Hacker News new | ask | show | jobs
by stevencorona 1095 days ago
I've been using Elixir for the past 5-6 years for my startup. We use pg_notify extensively to broadcast changes between running nodes (basically, use Phoenix.PubSub locally in our apps, with a GenServer to subscribe+re-broadcast using pg_notify).

This has been a really elegant and low-complexity way to get distributed pubsub without the complexity of running a distributed erlang cluster (which seems a lil bit painful in a K8S+Continuous Deploy world)

There -are- some big downsides to be aware of though.

1. You can't use PgBouncer w/ LISTEN/NOTIFY. This has been really painful because of the high memory overhead of a pgsql connection + elixir keeping a pool of open pgsql connections. The tried and true method of scaling here is to just use PgBouncer. We've kicked the can on this by vastly over-provisioning our pg instance, but this has cost $10s of thousands on the cloud. Of course, it's solvable (dedicated non-pgbouncer connection pool just for LISTEN/NOTIFY, for example), but painful to unwind.

2. The payload has a fixed size limit (8KB, IIRC). This has bitten us a few times!

Even though I really like pg_notify, I think that if I were starting over, I'd probably just use Redis Pub/Sub to accomplish the same thing. Tad bit more complex if you're not already running Redis, but without the downsides. (Of course, w/ Redis, you don't get the elegance of firing a notification via a pg trigger)

7 comments

We got around this at my company by just pooling all of the LISTEN/NOTIFY streams into a single database connection in software, here's a sample implementation:

function software_listen(channel, callback):

  if not channel_listened(channel):

    sql("LISTEN " + channel)

  listeners[channel].append(callback)

function on_message(channel, data):

  for listener in listeners[channel]

    listener(channel, data)

function unlisten(channel, listener):

  listeners[channel].remove(listener)

  if len(listeners[channel]) == 0:

    sql("UNLISTEN " + channel)

Here's the actual go implementation we use:

https://gist.github.com/ColinChartier/59633c1006407478168b52...

For #1 I've been keeping a keen eye on pgcat [1], in particular the https://github.com/postgresml/pgcat/issues/303 which implies that it should be possible to add support for transaction mode LISTEN/NOTIFY support.

[1] https://github.com/postgresml/pgcat

Phoenix.PubSub is basically a noop service. It really just works.

If discovering nodes is difficult in your env, try using a listen/notify libcluster strategy:

https://github.com/supabase/supavisor/blob/main/lib/cluster/...

A noop service as in a service that is mature and needs no additional modification?
Yeah as in zero ops needed. Maybe NoOps.
I believe #2 was the main driver for the supabase team to build their real-time component: https://github.com/supabase/realtime

Background/announcement: https://supabase.com/blog/supabase-realtime-multiplayer-gene...

Triggers can affect throughput quite a bit on busy tables.

And we didn't want people schemas polluted with triggers.

But also we use Erlang distribution and Phoenix.PubSub because with a global network clients connected to the same node in the same region will get normal Broadcast messages to each other faster. If we ran them through Postgres or Redis the added latency wouldn't work for a global thing.
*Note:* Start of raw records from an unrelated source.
PR #6713, opened 2023-12-08
Keep string class option for Pjax Widget

gevorgmansuryan:
Keep string class option for Pjax Widget


martin-rueegg:
Nice solution, thank @gevorgmansuryan.

However, it should be merged as a fix into `master`, shouldn't it?

gevorgmansuryan:
@martin-rueegg yes it will be merged to master with 1.16.0 release

martin-rueegg:
It is a bug, but a minor one.

martin-rueegg:
> I'm not deep enough into PJAX topic right now to be able to assess what the implications are here. That's why I prefer `develop`.

It's less related to PJAX than to simple widget creation, or more specific, some `ArrayHelper::merge()` behavior as laid out here:
- https://github.com/humhub/humhub/pull/6277#discussion_r1419548525

Here an illustration of the bug:

```php
// classes defined with array notation
\humhub\widgets\Pjax::widget(['options' => ['class' => /* array here -> */ ['oneClass', 'anotherClass']]);
```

Which as far as I gather uses Phoenix + Erlang distribution to get Phoenix.PubSub going. Which parent was not wanting to do. Funny full circle.
Have you contacted the Supavisor team about adding listen/notify support? Supavisor may be your way forward: https://github.com/supabase/supavisor
I found a relevant GitHub issue for this: https://github.com/supabase/supavisor/issues/85
Accepting pull requests if anyone is interested :D
Does GenServer's mailbox introduce any lag/latency? We've found at high loads, GenServer's mailbox can be a bottleneck
WalEx gets around these issues.
Hi! Does WalEx continue where it left off after disconnects?